**WORK REQUIRED**
Search the records below for "sliceHistoricalSynthPricesByAddress" and copy every line it turns up in.

**TASK INPUT**
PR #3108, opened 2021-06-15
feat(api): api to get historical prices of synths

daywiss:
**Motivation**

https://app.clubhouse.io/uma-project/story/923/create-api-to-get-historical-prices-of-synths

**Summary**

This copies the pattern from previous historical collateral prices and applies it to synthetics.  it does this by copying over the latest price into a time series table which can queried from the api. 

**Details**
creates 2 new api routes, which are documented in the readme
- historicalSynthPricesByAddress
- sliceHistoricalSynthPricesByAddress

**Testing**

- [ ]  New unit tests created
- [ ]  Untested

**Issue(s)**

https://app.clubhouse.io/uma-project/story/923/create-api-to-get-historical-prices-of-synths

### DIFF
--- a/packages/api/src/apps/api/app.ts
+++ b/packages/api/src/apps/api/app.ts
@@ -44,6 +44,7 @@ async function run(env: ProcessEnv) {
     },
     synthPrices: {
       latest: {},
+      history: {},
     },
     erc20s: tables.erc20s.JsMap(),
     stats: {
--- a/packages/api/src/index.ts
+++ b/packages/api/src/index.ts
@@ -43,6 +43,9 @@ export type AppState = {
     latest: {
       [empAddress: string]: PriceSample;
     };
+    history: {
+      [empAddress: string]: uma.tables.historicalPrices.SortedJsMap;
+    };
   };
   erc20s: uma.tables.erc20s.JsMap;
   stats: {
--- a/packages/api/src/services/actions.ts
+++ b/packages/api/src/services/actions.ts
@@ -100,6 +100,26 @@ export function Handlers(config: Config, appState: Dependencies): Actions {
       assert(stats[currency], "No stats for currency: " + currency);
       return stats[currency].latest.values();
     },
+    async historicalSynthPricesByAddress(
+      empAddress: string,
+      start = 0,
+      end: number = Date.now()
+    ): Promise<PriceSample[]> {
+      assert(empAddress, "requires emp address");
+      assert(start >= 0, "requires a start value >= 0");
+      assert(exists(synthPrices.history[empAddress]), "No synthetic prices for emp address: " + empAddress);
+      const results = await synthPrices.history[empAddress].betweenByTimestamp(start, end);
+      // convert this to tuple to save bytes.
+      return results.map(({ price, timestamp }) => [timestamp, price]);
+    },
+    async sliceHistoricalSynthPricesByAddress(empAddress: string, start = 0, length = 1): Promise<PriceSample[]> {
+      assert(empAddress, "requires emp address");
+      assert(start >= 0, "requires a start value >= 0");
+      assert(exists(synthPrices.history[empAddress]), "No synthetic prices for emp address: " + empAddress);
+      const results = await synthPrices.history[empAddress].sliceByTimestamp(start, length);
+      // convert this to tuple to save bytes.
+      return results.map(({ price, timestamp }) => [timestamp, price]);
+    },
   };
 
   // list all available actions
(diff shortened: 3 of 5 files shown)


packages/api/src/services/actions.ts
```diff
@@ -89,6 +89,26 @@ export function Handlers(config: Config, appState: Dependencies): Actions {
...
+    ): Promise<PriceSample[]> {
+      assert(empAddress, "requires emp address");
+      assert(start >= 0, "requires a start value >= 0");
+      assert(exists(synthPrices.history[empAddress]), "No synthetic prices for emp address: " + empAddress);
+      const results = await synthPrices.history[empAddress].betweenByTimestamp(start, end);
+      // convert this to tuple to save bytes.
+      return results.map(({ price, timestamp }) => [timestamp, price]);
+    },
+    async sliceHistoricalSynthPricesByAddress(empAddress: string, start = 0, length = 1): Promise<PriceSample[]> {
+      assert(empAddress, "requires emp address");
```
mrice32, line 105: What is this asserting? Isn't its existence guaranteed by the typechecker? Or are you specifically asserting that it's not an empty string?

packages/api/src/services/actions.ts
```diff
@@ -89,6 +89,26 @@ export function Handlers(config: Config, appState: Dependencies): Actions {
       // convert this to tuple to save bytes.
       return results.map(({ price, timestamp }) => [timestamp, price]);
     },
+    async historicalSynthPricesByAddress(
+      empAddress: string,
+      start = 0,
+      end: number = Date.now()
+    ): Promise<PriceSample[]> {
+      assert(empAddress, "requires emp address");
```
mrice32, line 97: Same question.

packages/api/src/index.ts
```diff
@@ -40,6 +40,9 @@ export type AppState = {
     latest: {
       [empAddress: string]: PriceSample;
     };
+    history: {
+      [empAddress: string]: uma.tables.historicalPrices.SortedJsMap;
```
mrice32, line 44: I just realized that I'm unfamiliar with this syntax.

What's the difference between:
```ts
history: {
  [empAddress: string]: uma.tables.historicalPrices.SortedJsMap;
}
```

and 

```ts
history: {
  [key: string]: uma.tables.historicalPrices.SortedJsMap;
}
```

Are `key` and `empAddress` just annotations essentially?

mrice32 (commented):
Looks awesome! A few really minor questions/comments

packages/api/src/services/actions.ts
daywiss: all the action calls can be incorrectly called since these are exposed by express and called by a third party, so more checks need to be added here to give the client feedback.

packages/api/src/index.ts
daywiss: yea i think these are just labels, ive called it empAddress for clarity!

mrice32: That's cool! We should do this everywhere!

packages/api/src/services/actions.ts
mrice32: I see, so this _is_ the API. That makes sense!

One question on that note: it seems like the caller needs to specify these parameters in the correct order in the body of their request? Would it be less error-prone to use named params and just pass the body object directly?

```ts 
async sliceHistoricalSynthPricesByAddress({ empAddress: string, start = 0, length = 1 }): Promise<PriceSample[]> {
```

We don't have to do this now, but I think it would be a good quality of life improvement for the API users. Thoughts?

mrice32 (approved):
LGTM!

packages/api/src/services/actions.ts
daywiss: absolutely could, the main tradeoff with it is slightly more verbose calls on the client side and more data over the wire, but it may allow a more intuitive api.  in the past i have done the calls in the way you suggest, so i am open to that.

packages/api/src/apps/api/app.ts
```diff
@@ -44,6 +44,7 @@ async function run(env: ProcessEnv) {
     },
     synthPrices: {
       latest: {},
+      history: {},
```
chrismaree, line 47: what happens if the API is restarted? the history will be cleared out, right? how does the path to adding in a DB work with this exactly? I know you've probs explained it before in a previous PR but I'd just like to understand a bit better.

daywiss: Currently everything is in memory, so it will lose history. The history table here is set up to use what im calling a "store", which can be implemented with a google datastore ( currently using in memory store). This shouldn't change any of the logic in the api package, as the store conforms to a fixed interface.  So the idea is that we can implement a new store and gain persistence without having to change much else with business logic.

**YOUR SOLUTION**
- sliceHistoricalSynthPricesByAddress
+    async sliceHistoricalSynthPricesByAddress(empAddress: string, start = 0, length = 1): Promise<PriceSample[]> {
+    async sliceHistoricalSynthPricesByAddress(empAddress: string, start = 0, length = 1): Promise<PriceSample[]> {
async sliceHistoricalSynthPricesByAddress({ empAddress: string, start = 0, length = 1 }): Promise<PriceSample[]> {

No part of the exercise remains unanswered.